Year ended June 30, 2008:
During the year ended June 30, 2008, all holders of the Company’s convertible debentures exercised their conversion rights. Under the terms of the convertible debentures, the holders converted the principal amount of their convertible debentures into “Units” at $0.50 per Unit, where each Unit consisted of a share of the common stock of the Company (a “Share”) and a warrant to purchase a Share at a purchase price of $0.75 per Share on or before December 31, 2009. An aggregate of 7,002,134 Shares and an aggregate of 7,002,134 share purchase warrants were issued upon conversion of the principal amount.
Year ended June 30, 2009:
During the year ended June 30, 2009, the Company completed a private placement with accredited investors of 7,040,000 “Units” at $0.50 per Unit. Each Unit consists of one Share and one half of a share purchase warrant (a “Warrant”). Each full Warrant entitles the holder to purchase one Share at $0.75 on or before September 1, 2010. The Company issued 294,000 broker warrants to purchase Units at $0.50 per Unit in connection with the private placement. The Units have the same terms as those sold to investors.
December 11, 2008:
On December 11, 2008, the Board of Directors approved a resolution which reduced the exercise price of all unexercised warrants from $0.75 per Share to $0.25 per Share, only if the warrants were exercised prior to February 28, 2009. If not exercised by February 28, 2009, the warrants’ exercise price would remain the same as originally granted for the balance of the term. The Company received an election to purchase 8,900,907 common shares under the exercise of warrants at $0.25 per share and issued 8,900,907 common shares.
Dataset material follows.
Issue #356, opened 2022-07-28
[FORMATTING] formatter doesn't format multiword commands correctly with keywordCase = "upper"


m-ahmadkhan:
**Input data**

Methodology for applying Accounting Principles generally Accepted in the United States:
On December 11, 2008 the Company’s Board approved the following:
The re-pricing of all warrants (reference to above) from $0.75 to $0.25 for a limited time period to February 28, 2009. If the warrant holders failed to exercise the warrant on or before February 28, 2009, the re-pricing benefit would lapse and the warrant holder would loose the incremental value under the principle of fair value measurement.
United States Securities and Exchange Commission
Division of Corporation Finance
June 22, 2010
Page 3
The Company is required to evaluate the derivative financial instrument (warrants) to determine if the terms and conditions for modification require accounting for the instrument under FASB ASC Topic 718 (Share Based Payment Arrangements)
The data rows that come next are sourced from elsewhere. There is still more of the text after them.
PR #359, opened 2022-07-28
Add # as Identifier first char for Redshift

### LINKED ISSUE #358: [FORMATTING] # prefixed temporary tables are not formatted correctly
**Input data**

Using both the SQL formatter and Redshift formatter, a space is added between a `#` prefix and a table name. Redshift allows table names beginning with `#` to denote a temporary table, without the use of the `TEMP` keyword: https://docs.aws.amazon.com/redshift/latest/dg/r_CREATE_TABLE_NEW.html

The result is a statement which Redshift cannot parse.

| · | ASC Topic 718 (FAS 123R) applies to share-indexed instruments that embody either (i) performance, (ii) market, or (iii) service conditions. In our opinion, warrants do not embody any such feature. |
| · | Reference to FAS 123R.4, the Statement applies to all share-based payment transactions in which an entity acquires goods or services by issuing (or offering to issue) its shares, share options, or other equity instruments (except for equity instruments held by an employee share ownership plan) or by incurring liabilities to an employee or other supplier (a) in amounts based, at least in part, on the price of the entity’s shares or other equity instruments or (b) that require or may require settlement by issuing the entity’s equity shares or other equity instruments. |
| o | ASC Topic 718 applies to share based payments issued in exchange for goods or services. Accordingly, it does not apply to equity or liability instruments issued in exchange for cash or other financial assets |
| · | EITF 96-18 Accounting for Equity Instruments That Are Issued to Other Than Employees for Acquiring, or in Conjunction with Selling, Goods or Services, provides that “Transactions in which equity instruments are issued in exchange for the receipt of goods or services may involve a contemporaneous exchange of the equity instruments for goods or services or may involve an exchange that spans several financial reporting periods. Furthermore, by virtue of the terms of the exchange with the counterparty, the quantity and terms of the equity instruments to be issued may be known or only known within a range when the transaction arrangement is established. This issue addresses the measurement date and recognition approach for any of these transactions if the counterparty to the transaction is other than an employee.” |
| o | By reference to its scope, EITF 96-18 does not address transactions other than those related to the receipt of goods and/or services. |
| o | Further, EITF 96-18 does not address modifications to share-based payment arrangements because, presumably ASC Topic 718 (FAS 123R) provides guidance thereof. As noted above, the subject warrants/units are not within the scope of FAS 123R. |
United States Securities and Exchange Commission
Division of Corporation Finance
June 22, 2010
Page 4
The Company is required to evaluate the substance of, and accounting for, modifications to the “equity classified” (1) financial instruments, subsequent to their issuance, that relate to debt or other liabilities either currently carried on the Issuer’s financial statements or impending and subject to negotiation.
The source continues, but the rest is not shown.